> [EXERCISE PROMPT]: Scan the data for "RepoTags" and copy the lines it appears in.

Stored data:
········
PR #125, opened 2015-08-24
Atomic.util.image_by_name only matches some possible matches

ibotty:
e.g. the following image (in docker)

    docker.io/user/image:tag

is not matched by the following queries, because the first `/` might not separate the registry from the user-image but the user from the image. 

 * user/image
 * image

The fix for that case is straightforward, but the catch is, that non-prefixed containers (e.g. docker.io/fedora:latest) show an ambiguity: It could be user `docker.io` or registry `docker.io`.

Non-user supplied queries to `_decompose` might also be incorrectly matched, because (at least on one of my machines) there were images without registry: `user/image:latest` in docker's images output.

The patch fixes it by not decomposing the query (and docker's images), but directly matching four times.

### DIFF
--- a/Atomic/util.py
+++ b/Atomic/util.py
@@ -20,35 +20,26 @@ def image_by_name(img_name):
     """
     Returns a list of image data for images which match img_name.
     """
-    def _decompose(compound_name):
-        """ '[reg/]repo[:tag]' -> (reg, repo, tag) """
-        reg, repo, tag = '', compound_name, ''
-        if '/' in repo:
-            reg, repo = repo.split('/', 1)
-        if ':' in repo:
-            repo, tag = repo.rsplit(':', 1)
-        return reg, repo, tag
+    def _repo_tag_matches(tag, name):
+        """
+        Returns whether a tag matches an image, e.g.
+        "registry/user/image:tag" will be matched by "image", "user/image",
+        "registry/user/image", with or without appended ":tag".
+        """
+        return any([matches(tag, '*/'+name+':*'),
+                    matches(tag, '*/'+name),
+                    matches(tag, name+':*'),
+                    matches(tag, name)])
+
+    def _repo_tags_match(tags, name):
+        return any([_repo_tag_matches(tag, name) for tag in tags])
 
     c = docker.Client()
 
-    i_reg, i_rep, i_tag = _decompose(img_name)
-    # Correct for bash-style matching expressions.
-    if not i_reg:
-        i_reg = '*'
-    if not i_tag:
-        i_tag = '*'
-
     images = c.images(all=False)
     valid_images = []
-    for i in images:
-        for t in i['RepoTags']:
-            reg, rep, tag = _decompose(t)
-            if matches(reg, i_reg) \
-                    and matches(rep, i_rep) \
-                    and matches(tag, i_tag):
-                valid_images.append(i)
-                break
-    return valid_images
+
+    return [i for i in images if _repo_tags_match(i['RepoTags'], img_name)]
 
 
 def subp(cmd):


rhatdan:
LGTM

@baude @cgwalters @aweiteka PTAL

rhatdan:
@bexelbie @baude @cgwalters @aweiteka @miminar PTAL

miminar:
I fear this would produce a lot of ambiguity. `image_by_name` is used inside functions that expect single image to match and will raise otherwise.

And to prevent user confustion, I'd vote to use same image matching mechanisms as Docker itself. Upstream's `docker images` wouldn't match `registry.ltd/user/image` with just `*/image` either.

bexelbie:
I don't think a user/image should match without the query containing "user/image"

Could we improve the repo detection logic by checking for a '.' in the item preceding the slash? It appears that usernames are not allowed to have non-alphanumerics.

rhatdan:
@ibotty Could you address the issues above?

ibotty:
Oh, I missed the last comments. Sorry for not doing anything about it.

I am not entirely sure what should be matched by what. Maybe a single
function won't suffice.

I don't think we should mimick `docker images` behavior. In the list
below, it only matches the last query. That can't be what we want.

So, given an image registry/user/image:tag, which of the following queries
should succeed?

 * image
 * image:tag
 * user/image
 * user/image:tag
 * registry/user/image:tag
 * registry/user/image

if user is indeed [a-zA-Z0-9], and repos always contain a `.`, it should
be easy to do.

I might get to it later that week.

jlebon:
bot, test pull request

jlebon:
bot, retest this please

rhatdan:
@ibotty Any update on this?

ibotty:
I am still not sure about the semantics we want. Can someone please comment on my comment above? projectatomic/atomic wrote:@ibotty Any update on this?

rhatdan:
@miminar @bexelbie PTAL

rhatdan:
@baude @runcom PTAL

rhatdan:
@ibotty Have you thought more on this?  Or just dropped it.

ibotty:
I am happy  to implement any semantics you want to have. Having my comment above in mind, I would say the image should be matched by image/user and everything below. What do you say?

ibotty:
typo: user/image

rhatdan:
Sounds good to me.

rhatdan:
@ibotty Have you had time to work on this?

ibotty:
Sorry, I did not. No ETA, because I can't do it in work time. It's no priority anymore unfortunately.

When is 1.10 due? Maybe I can dedicate some time today in the middle European evening to get it in in time.

ibotty:
Please have a look at it now. The fix was made way easier by @bexelbie's comment above, that registries always contain a '.'.

rhatdan:
LGTM

@baude @runcom PTAL

rhatdan:
@cevitch Can you fix the jenkens or know who can?

rhatdan:
@cgwalters Do you know who can fix the jenkins?

cgwalters:
bot, retest this please

jlebon:
@rhatdan 

There are two unit tests failing:

```
UNIT TESTS:
.........FF
FAIL: test_image_by_name_registry_match (test_util.TestAtomicUtil)
  File "/home/jenkins/workspace/atomic-upstream-test/atomic/tests/unit/test_util.py", line 26, in test_image_by_name_registry_match
    self.assertTrue(len(matches) == 1)
AssertionError: False is not true

FAIL: test_image_by_name_tag_glob (test_util.TestAtomicUtil)
  File "/home/jenkins/workspace/atomic-upstream-test/atomic/tests/unit/test_util.py", line 22, in test_image_by_name_tag_glob
    self.assertTrue(len(matches) == 1)
AssertionError: False is not true

```

I haven't tried reproducing this locally yet, though it does seem strange since the tester does clear out all images before each test.

ibotty:
I am pretty sure it's the leading `/` in the image to be matched. I did not test it with it. One could simply drop a potential leading slash in that case.

ibotty:
I think I fixed the test failure. If someone can retest it please.

Atomic/util.py
```diff
@@ -26,9 +26,12 @@
 
 def _decompose(compound_name):
     """ '[reg/]repo[:tag]' -> (reg, repo, tag) """
-    reg, repo, tag = '', compound_name, ''
+    reg, repo, tag = '', lstrip(compound_name, '/'), ''
```
jlebon: Do you mean `compound_name.lstrip('/')` ?

ibotty: I am spending too much time in functional programming languages. I certainly do.

rhatdan:
@ibotty Rebase please and then we can merge if tests pass.

rhatdan:
@baude could you check if this is something we need at this point, or have we already implemented it?

baude:
@rhatdan i dont have any context on this anymore.

@ibotty any chance you can provide some examples I could use to test master and then your code?  examples could just be images names, etc

ibotty:
@baude I lost context as well. But afair, just e.g. docker.io/fedora/apache:latest with queries fedora/apache should exhibit the problem/the fix.

rhatdan:
I am closing this since I think it no longer applies.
········
> [OUTPUT BELOW]:
-        for t in i['RepoTags']:
+    return [i for i in images if _repo_tags_match(i['RepoTags'], img_name)]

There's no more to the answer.